The fact was that some years before an alligator had eaten one of the Sturgeon's favorite grandchildren; and for that reason the Sturgeon had refused ever since to call on the alligators or receive visits from them. Nevertheless, the alligators now trouped off in a body to the big cave under the bank of the river where they knew the Sturgeon stayed, with his torpedo beside him. There are sturgeons as much as six feet long, you know, and this one with the torpedo was of that kind.

"Mr. Sturgeon! Mr. Sturgeon!" called the alligators at the entrance of the cave. No one of them dared go in, you see, on account of that matter of the sturgeon's grandchild.

"Who is it?" answered the Sturgeon.

"We're the alligators," the latter replied in a chorus.

"I have nothing to do with alligators," grumbled the Sturgeon crossly.

But now the old alligator with the two teeth stepped forward and said:

"Why, hello, Sturgy. Don't you remember Ally, your old friend that took that trip down the river, when we were boys?"

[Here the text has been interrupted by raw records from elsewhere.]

PR #2319, opened 2019-01-24
[wip] Use supervisord instead of homerolled supervision

tlwr:
Uses supervisord to supervise celery and awslogs

If any of the processes are stopped it will restart them

If they are stopped > 3 times in < 15s then supervisord will send an
event to kill_supervisor.py which will kill supervisord

### DIFF
--- a/kill_supervisor.py
+++ b/kill_supervisor.py
@@ -1,0 +1,26 @@
+import os
+import sys
+
+def write_stdout(s):
+    sys.stdout.write(s)
+    sys.stdout.flush()
+
+def write_stderr(s):
+    sys.stderr.write(s)
+    sys.stderr.flush()
+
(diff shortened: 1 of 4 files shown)


tlwr:
This was more of a spike, I got it to work on PaaS using the current buildpack though

tlwr:
The make task fails even though it works in PaaS

The best thing to do IMO would be to use https://github.com/ochinchina/supervisord but this is out of scope

Closing

mnaberez:
> supervisor currently doesn't support python 3 (which is what we're running on PaaS) so we can't add it as a requirement. 

[Supervisor 4.0.0](https://pypi.org/project/supervisor/) (PyPI package; supports Python 3.4+ and 2.7)

PR #2342, opened 2019-02-06
Set postage on basis of postage argument or template postage

CrystalPea:
This PR will make choosing postage live for all our users.

To be released together with this PR: https://github.com/alphagov/notifications-admin/pull/2735

Part of this story: https://www.pivotaltracker.com/story/show/162959391


app/v2/notifications/post_notifications.py
```diff
@@ -355,6 +355,7 @@ def get_precompiled_letter_template(service_id):
         hidden=True,
         subject='Pre-compiled PDF',
         content='',
+        postage='second'
```
allait: Let's use SECOND_CLASS here so that the defaults are easier to find

CrystalPea: done 👍

PR #2344, opened 2019-02-07
Return rendered HTML when previewing a template

quis:
If you’re trying to show what a Notify email will look like in your caseworking system all the API gives you at the moment is raw markdown (with the placeholders replaced).

This isn’t that useful if your caseworkers have no idea what markdown is. If we also give teams the HTML then they can embed this in their systems, and the people using those systems will be able to see how headings, bulleted lists, etc. look.

***

The first users of this are working in Java. They’ve said they’re happy to update the client to add this new field.

### DIFF
--- a/app/utils.py
+++ b/app/utils.py
@@ -3,7 +3,7 @@ from datetime import datetime, timedelta
 import pytz
 from flask import url_for
 from sqlalchemy import func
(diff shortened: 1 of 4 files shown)


quis:
@leohemsted Good call, added in 50074563

PR #2349, opened 2019-02-12
Don't fallback to dvla_organisation if letter branding unset

leohemsted:
The template preview app now accepts a null value for the `filename` parameter. If a service doesn't have a letter branding option set,  previously we defaulted to their dvla_organisation (probably HM  Government). Now, we pass through None, so that we generate letters without any logo or branding.

Tested by checking file on s3.

### DIFF
--- a/app/schemas.py
+++ b/app/schemas.py
@@ -205,7 +205,7 @@ class ServiceSchema(BaseSchema):
     created_by = field_for(models.Service, 'created_by', required=True)
     organisation_type = field_for(models.Service, 'organisation_type')
     dvla_organisation = field_for(models.Service, 'dvla_organisation')
-    letter_logo_filename = fields.Method(serialize='get_letter_logo_filename')
+    letter_logo_filename = fields.Method(dump_only=True, serialize='get_letter_logo_filename')
     permissions = fields.Method("service_permissions")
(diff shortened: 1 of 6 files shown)


app/schemas.py
```diff
@@ -205,16 +205,15 @@ class ServiceSchema(BaseSchema):
...
     permissions = fields.Method("service_permissions")
     email_branding = field_for(models.Service, 'email_branding')
     organisation = field_for(models.Service, 'organisation')
     override_flag = False
     letter_contact_block = fields.Method(serialize="get_letter_contact")
 
     def get_letter_logo_filename(self, service):
-        return service.letter_branding.filename if service.letter_branding\
-            else service.dvla_organisation.filename
+        return service.letter_branding and service.letter_branding.filename
```
CrystalPea: does this method return a boolean now? If yes, should it maybe be called differently?

servingUpAces: The method returns `None` If no letter_branding has been set or the filename if it has been set.

CrystalPea: ahhh, that's really cool, I didn't know that `and` statements could return a string :o

CrystalPea: I found an explanation:
https://stackoverflow.com/questions/4477850/python-and-or-operators-return-value

today I've learnt 😮

PR #2352, opened 2019-02-13
 remove dvla_organisation from database

leohemsted:
downgrade re-populates all static data but leaves all services with 001 (HM Government) branding

- [x] #2349 
- [x] #2351


migrations/versions/0258_remove_dvla_organisation.py
```diff
@@ -0,0 +1,84 @@
...
+Revision ID: 0258_remove_dvla_organisation
+Revises: 0257_letter_branding_migration
+Create Date: 2019-02-12 17:39:02.517571
+
+"""
+from alembic import op
+import sqlalchemy as sa
+
+
+revision = '0258_remove_dvla_organisation'
```
servingUpAces: There is another 0258 migration -- doh!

"Well, well! Where have you been keeping yourself all these years," said the Sturgeon, surprised and pleased to hear his old friend's voice. "Sorry I didn't know it was you! How goes it? What can I do for you?"

"We've come to ask you for that torpedo you found, remember? You see, there's a warship keeps coming up and down our river scaring all the fish away. She's a whopper, I'll tell you, armor plate, guns, the whole thing! We made one dam and she knocked it down. We made another and she blew it up. The fish have all gone away and we haven't had a bite to eat in near onto a week. Now you give us your torpedo and we'll do the rest!"

The Sturgeon sat thinking for a long time, scratching his chin with one of his fins. At last he answered:

"As for the torpedo, all right! You can have it in spite of what you did to my eldest son's first-born. But there's one trouble: who knows how to work the thing?"

The alligators were all silent. Not one of them had ever seen a torpedo.

"Well," said the Sturgeon, proudly, "I can see I'll have to go with you myself. I've lived next to that torpedo a long time. I know all about torpedoes."

The first task was to bring the torpedo down to the dam. The alligators got into line, the one behind taking in his mouth the tail of the one in front. When the line was formed it was fully a quarter of a mile long. The Sturgeon pushed the torpedo out into the current, and got under it so as to hold it up near the top of the water on his back. Then he took the tail of the last alligator in his teeth, and gave the signal to go ahead. The Sturgeon kept the torpedo afloat, while the alligators towed him along. In this way they went so fast that a wide wake followed on after the torpedo; and by the next morning they were back at the place where the dam was made.

As the little alligators who had stayed at home reported, the warship had already gone by upstream. But this pleased the others all the more. Now they would build a new dam, stronger than ever before, and catch the steamer in a trap, so that it would never get home again.

They worked all that day and all the next night, making a thick, almost solid dike, with barely enough room between the piles for the alligators to stick their heads through. They had just finished when the gunboat came into view.